EXERCISE AIM = Please write out the records exactly.

RECORDS SHOWN =
● ● ●

PR #2341, opened 2022-02-01
CLI Check

### LINKED ISSUE #1183: [Feature] Fission CLI check
Inspired by Linkerd CLI, I propose we add a check command to Fission CLI which can act in two scenarios:

1) Before installing Fission into the cluster - the user should be able to do a "pre-check" and see what exists or does not in the cluster for Fission to work properly. Potentially it can also emit YAMLs and install from CLI itself

```
$ fission check --pre
kubernetes
--------------
√ kubernetes version is compatible

storage
------------------
√ cluster can provision a disk

```

2) After Fission is installed in the cluster - a check everything is healthy!

```
$ fission check
fission
--------------
√ all fission controllers running fine

storage
------------------
√ cluster can provision a disk

fission-version
---------------
√ can determine the latest version
√ cli is up-to-date
```

shubham4443:
## Description

Added a new command which checks whether fission can run inside the cluster properly `fission check --pre`. Additionally, it also checks whether everything is healthy after installing fission `fission check`

### Sample outputs
- `fission check --pre`
image

- `fission check`
image
I believe because I was running in dev mode, my current fission version is showing 0.0.0

- Some failed cases -
image
image

Fixes #1183 

## Checklist:

### DIFF
--- a/cmd/fission-cli/app/app.go
+++ b/cmd/fission-cli/app/app.go
@@ -10,6 +10,7 @@ import (
 	"github.com/fission/fission/pkg/fission-cli/cliwrapper/driver/cobra/helptemplate"
 	"github.com/fission/fission/pkg/fission-cli/cmd"
 	"github.com/fission/fission/pkg/fission-cli/cmd/canaryconfig"
+	"github.com/fission/fission/pkg/fission-cli/cmd/check"
 	"github.com/fission/fission/pkg/fission-cli/cmd/environment"
 	"github.com/fission/fission/pkg/fission-cli/cmd/function"
 	"github.com/fission/fission/pkg/fission-cli/cmd/httptrigger"
@@ -21,6 +22,7 @@ import (
 	"github.com/fission/fission/pkg/fission-cli/cmd/timetrigger"
 	"github.com/fission/fission/pkg/fission-cli/cmd/version"
 	"github.com/fission/fission/pkg/fission-cli/console"
+
 	"github.com/fission/fission/pkg/fission-cli/flag"
 	flagkey "github.com/fission/fission/pkg/fission-cli/flag/key"
 	"github.com/fission/fission/pkg/fission-cli/util"
@@ -81,7 +83,7 @@ func App() *cobra.Command {
 	groups = append(groups, helptemplate.CreateCmdGroup("Trigger Commands", httptrigger.Commands(), mqtrigger.Commands(), timetrigger.Commands(), kubewatch.Commands()))
 	groups = append(groups, helptemplate.CreateCmdGroup("Deploy Strategies Commands", canaryconfig.Commands()))
 	groups = append(groups, helptemplate.CreateCmdGroup("Declarative Application Commands", spec.Commands()))
-	groups = append(groups, helptemplate.CreateCmdGroup("Other Commands", support.Commands(), version.Commands()))
+	groups = append(groups, helptemplate.CreateCmdGroup("Other Commands", support.Commands(), version.Commands(), check.Commands()))
 	groups.Add(rootCmd)
 
 	flagExposer := helptemplate.ActsAsRootCommand(rootCmd, nil, groups...)
--- a/cmd/fission-cli/app/app.go
+++ b/cmd/fission-cli/app/app.go
@@ -1,3 +1,16 @@
+/*
+Copyright 2022 The Fission Authors.
+Licensed under the Apache License, Version 2.0 (the "License");
+you may not use this file except in compliance with the License.
+You may obtain a copy of the License at
+    http://www.apache.org/licenses/LICENSE-2.0
+Unless required by applicable law or agreed to in writing, software
+distributed under the License is distributed on an "AS IS" BASIS,
+WITHOUT WARRANTIES OR CONDITIONS OF ANY KIND, either express or implied.
+See the License for the specific language governing permissions and
+limitations under the License.
+*/
+
 package app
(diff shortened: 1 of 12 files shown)


cmd/fission-cli/app/app.go
```diff
@@ -21,6 +22,7 @@ import (
 	"github.com/fission/fission/pkg/fission-cli/cmd/timetrigger"
 	"github.com/fission/fission/pkg/fission-cli/cmd/version"
 	"github.com/fission/fission/pkg/fission-cli/console"
+
```
sanketsudake, line 25: Please remove blank line.

cmd/fission-cli/app/app.go
```diff
@@ -10,6 +10,7 @@ import (
 	"github.com/fission/fission/pkg/fission-cli/cliwrapper/driver/cobra/helptemplate"
 	"github.com/fission/fission/pkg/fission-cli/cmd"
 	"github.com/fission/fission/pkg/fission-cli/cmd/canaryconfig"
+	"github.com/fission/fission/pkg/fission-cli/cmd/check"
```
sanketsudake, line 13: Looks like we are missing copyright in this file. Can you please add it ?
Reference: https://github.com/fission/fission/blob/3ac188124e348c2463a9e8b46bae9ab8967ce255/pkg/utils/gitrepo/gitrepo.go#L1

pkg/fission-cli/cmd/check/check.go
```diff
@@ -0,0 +1,37 @@
+package check
```
sanketsudake, line 1: Looks like we are missing copyright in this file. Can you please add it ?
Please do same for rest of new files.
Reference:

https://github.com/fission/fission/blob/3ac188124e348c2463a9e8b46bae9ab8967ce255/pkg/utils/gitrepo/gitrepo.go#L1

pkg/fission-cli/cmd/check/command.go
```diff
@@ -0,0 +1,21 @@
+package check
+
+import (
+	wrapper "github.com/fission/fission/pkg/fission-cli/cliwrapper/driver/cobra"
```
sanketsudake, line 4: Please fix this according to goimports standard.

pkg/healthcheck/healthcheck.go
```diff
@@ -0,0 +1,233 @@
...
+
+import (
+	"context"
+	"fmt"
+	"strconv"
+	"strings"
+
+	"github.com/fatih/color"
+	"github.com/fission/fission/pkg/controller/client"
+	"github.com/fission/fission/pkg/fission-cli/util"
```
sanketsudake, line 11: Please fix goimports

sanketsudake (changes requested):

pkg/healthcheck/healthcheck.go
```diff
@@ -0,0 +1,247 @@
...
+
+	version, err := hc.kubeAPI.ServerVersion()
+	if err != nil {
+		return err
+	}
+
+	major, _ := strconv.Atoi(version.Major)
+	minor, _ := strconv.Atoi(version.Minor)
+	apiVersion := [3]int{major, minor, 0}
+	minAPIVersion := [3]int{1, 19, 0}
```
shubham4443, line 94: Minimum Kubernetes version required is hardcoded. I want to confirm whether this should go inside `pkg/apis/core/v1/const.go

pkg/healthcheck/healthcheck.go
```diff
@@ -0,0 +1,247 @@
...
+
+func (hc *HealthChecker) CheckFissionVersion() error {
+	ver := util.GetVersion(hc.FissionClient)
+
+	major, _ := strconv.Atoi(strings.Split(ver.Client["fission/core"].Version, ".")[0])
+	minor, _ := strconv.Atoi(strings.Split(ver.Client["fission/core"].Version, ".")[1])
+	fix, _ := strconv.Atoi(strings.Split(ver.Client["fission/core"].Version, ".")[2])
+
+	apiVersion := [3]int{major, minor, fix}
+	minAPIVersion := [3]int{1, 15, 1}
```
shubham4443, line 131: Latest fission released version is hardcoded. I want to confirm whether this should go inside `pkg/apis/core/v1/const.go`

pkg/healthcheck/healthcheck.go
sanketsudake: I agree we should have constants for Kubernetes version. 
We can consider https://github.com/fission/fission/blob/master/pkg/fission-cli/util/constants.go

sanketsudake: This seems better place `pkg/apis/core/v1/const.go` Lets use `pkg/apis/core/v1/const.go`

pkg/healthcheck/healthcheck.go
sanketsudake: We should check client vs server version here. Ideally we should require hardcoding.
client version is embedded in build info, where as server info is fetched from fission.
Client version should match with server version.

sanketsudake: Please refere server and client versions from https://github.com/fission/fission/blob/3ac188124e348c2463a9e8b46bae9ab8967ce255/pkg/fission-cli/util/util.go#L172

sanketsudake (changes requested):

sanketsudake (approved):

● ● ●

RESULT FOR THIS TASK =
PR #2341, opened 2022-02-01
CLI Check

### LINKED ISSUE #1183: [Feature] Fission CLI check
Inspired by Linkerd CLI, I propose we add a check command to Fission CLI which can act in two scenarios:

1) Before installing Fission into the cluster - the user should be able to do a "pre-check" and see what exists or does not in the cluster for Fission to work properly. Potentially it can also emit YAMLs and install from CLI itself

```
$ fission check --pre
kubernetes
--------------
√ kubernetes version is compatible

storage
------------------
√ cluster can provision a disk

```

2) After Fission is installed in the cluster - a check everything is healthy!

```
$ fission check
fission
--------------
√ all fission controllers running fine

storage
------------------
√ cluster can provision a disk

fission-version
---------------
√ can determine the latest version
√ cli is up-to-date
```

shubham4443:
## Description

Added a new command which checks whether fission can run inside the cluster properly `fission check --pre`. Additionally, it also checks whether everything is healthy after installing fission `fission check`

### Sample outputs
- `fission check --pre`
image

- `fission check`
image
I believe because I was running in dev mode, my current fission version is showing 0.0.0

- Some failed cases -
image
image

Fixes #1183 

## Checklist:

### DIFF
--- a/cmd/fission-cli/app/app.go
+++ b/cmd/fission-cli/app/app.go
@@ -10,6 +10,7 @@ import (
 	"github.com/fission/fission/pkg/fission-cli/cliwrapper/driver/cobra/helptemplate"
 	"github.com/fission/fission/pkg/fission-cli/cmd"
 	"github.com/fission/fission/pkg/fission-cli/cmd/canaryconfig"
+	"github.com/fission/fission/pkg/fission-cli/cmd/check"
 	"github.com/fission/fission/pkg/fission-cli/cmd/environment"
 	"github.com/fission/fission/pkg/fission-cli/cmd/function"
 	"github.com/fission/fission/pkg/fission-cli/cmd/httptrigger"
@@ -21,6 +22,7 @@ import (
 	"github.com/fission/fission/pkg/fission-cli/cmd/timetrigger"
 	"github.com/fission/fission/pkg/fission-cli/cmd/version"
 	"github.com/fission/fission/pkg/fission-cli/console"
+
 	"github.com/fission/fission/pkg/fission-cli/flag"
 	flagkey "github.com/fission/fission/pkg/fission-cli/flag/key"
 	"github.com/fission/fission/pkg/fission-cli/util"
@@ -81,7 +83,7 @@ func App() *cobra.Command {
 	groups = append(groups, helptemplate.CreateCmdGroup("Trigger Commands", httptrigger.Commands(), mqtrigger.Commands(), timetrigger.Commands(), kubewatch.Commands()))
 	groups = append(groups, helptemplate.CreateCmdGroup("Deploy Strategies Commands", canaryconfig.Commands()))
 	groups = append(groups, helptemplate.CreateCmdGroup("Declarative Application Commands", spec.Commands()))
-	groups = append(groups, helptemplate.CreateCmdGroup("Other Commands", support.Commands(), version.Commands()))
+	groups = append(groups, helptemplate.CreateCmdGroup("Other Commands", support.Commands(), version.Commands(), check.Commands()))
 	groups.Add(rootCmd)
 
 	flagExposer := helptemplate.ActsAsRootCommand(rootCmd, nil, groups...)
--- a/cmd/fission-cli/app/app.go
+++ b/cmd/fission-cli/app/app.go
@@ -1,3 +1,16 @@
+/*
+Copyright 2022 The Fission Authors.
+Licensed under the Apache License, Version 2.0 (the "License");
+you may not use this file except in compliance with the License.
+You may obtain a copy of the License at
+    http://www.apache.org/licenses/LICENSE-2.0
+Unless required by applicable law or agreed to in writing, software
+distributed under the License is distributed on an "AS IS" BASIS,
+WITHOUT WARRANTIES OR CONDITIONS OF ANY KIND, either express or implied.
+See the License for the specific language governing permissions and
+limitations under the License.
+*/
+
 package app
(diff shortened: 1 of 12 files shown)


cmd/fission-cli/app/app.go
```diff
@@ -21,6 +22,7 @@ import (
 	"github.com/fission/fission/pkg/fission-cli/cmd/timetrigger"
 	"github.com/fission/fission/pkg/fission-cli/cmd/version"
 	"github.com/fission/fission/pkg/fission-cli/console"
+
```
sanketsudake, line 25: Please remove blank line.

cmd/fission-cli/app/app.go
```diff
@@ -10,6 +10,7 @@ import (
 	"github.com/fission/fission/pkg/fission-cli/cliwrapper/driver/cobra/helptemplate"
 	"github.com/fission/fission/pkg/fission-cli/cmd"
 	"github.com/fission/fission/pkg/fission-cli/cmd/canaryconfig"
+	"github.com/fission/fission/pkg/fission-cli/cmd/check"
```
sanketsudake, line 13: Looks like we are missing copyright in this file. Can you please add it ?
Reference: https://github.com/fission/fission/blob/3ac188124e348c2463a9e8b46bae9ab8967ce255/pkg/utils/gitrepo/gitrepo.go#L1

pkg/fission-cli/cmd/check/check.go
```diff
@@ -0,0 +1,37 @@
+package check
```
sanketsudake, line 1: Looks like we are missing copyright in this file. Can you please add it ?
Please do same for rest of new files.
Reference:

https://github.com/fission/fission/blob/3ac188124e348c2463a9e8b46bae9ab8967ce255/pkg/utils/gitrepo/gitrepo.go#L1

pkg/fission-cli/cmd/check/command.go
```diff
@@ -0,0 +1,21 @@
+package check
+
+import (
+	wrapper "github.com/fission/fission/pkg/fission-cli/cliwrapper/driver/cobra"
```
sanketsudake, line 4: Please fix this according to goimports standard.

pkg/healthcheck/healthcheck.go
```diff
@@ -0,0 +1,233 @@
...
+
+import (
+	"context"
+	"fmt"
+	"strconv"
+	"strings"
+
+	"github.com/fatih/color"
+	"github.com/fission/fission/pkg/controller/client"
+	"github.com/fission/fission/pkg/fission-cli/util"
```
sanketsudake, line 11: Please fix goimports

sanketsudake (changes requested):

pkg/healthcheck/healthcheck.go
```diff
@@ -0,0 +1,247 @@
...
+
+	version, err := hc.kubeAPI.ServerVersion()
+	if err != nil {
+		return err
+	}
+
+	major, _ := strconv.Atoi(version.Major)
+	minor, _ := strconv.Atoi(version.Minor)
+	apiVersion := [3]int{major, minor, 0}
+	minAPIVersion := [3]int{1, 19, 0}
```
shubham4443, line 94: Minimum Kubernetes version required is hardcoded. I want to confirm whether this should go inside `pkg/apis/core/v1/const.go

pkg/healthcheck/healthcheck.go
```diff
@@ -0,0 +1,247 @@
...
+
+func (hc *HealthChecker) CheckFissionVersion() error {
+	ver := util.GetVersion(hc.FissionClient)
+
+	major, _ := strconv.Atoi(strings.Split(ver.Client["fission/core"].Version, ".")[0])
+	minor, _ := strconv.Atoi(strings.Split(ver.Client["fission/core"].Version, ".")[1])
+	fix, _ := strconv.Atoi(strings.Split(ver.Client["fission/core"].Version, ".")[2])
+
+	apiVersion := [3]int{major, minor, fix}
+	minAPIVersion := [3]int{1, 15, 1}
```
shubham4443, line 131: Latest fission released version is hardcoded. I want to confirm whether this should go inside `pkg/apis/core/v1/const.go`

pkg/healthcheck/healthcheck.go
sanketsudake: I agree we should have constants for Kubernetes version. 
We can consider https://github.com/fission/fission/blob/master/pkg/fission-cli/util/constants.go

sanketsudake: This seems better place `pkg/apis/core/v1/const.go` Lets use `pkg/apis/core/v1/const.go`

pkg/healthcheck/healthcheck.go
sanketsudake: We should check client vs server version here. Ideally we should require hardcoding.
client version is embedded in build info, where as server info is fetched from fission.
Client version should match with server version.

sanketsudake: Please refere server and client versions from https://github.com/fission/fission/blob/3ac188124e348c2463a9e8b46bae9ab8967ce255/pkg/fission-cli/util/util.go#L172

sanketsudake (changes requested):

sanketsudake (approved):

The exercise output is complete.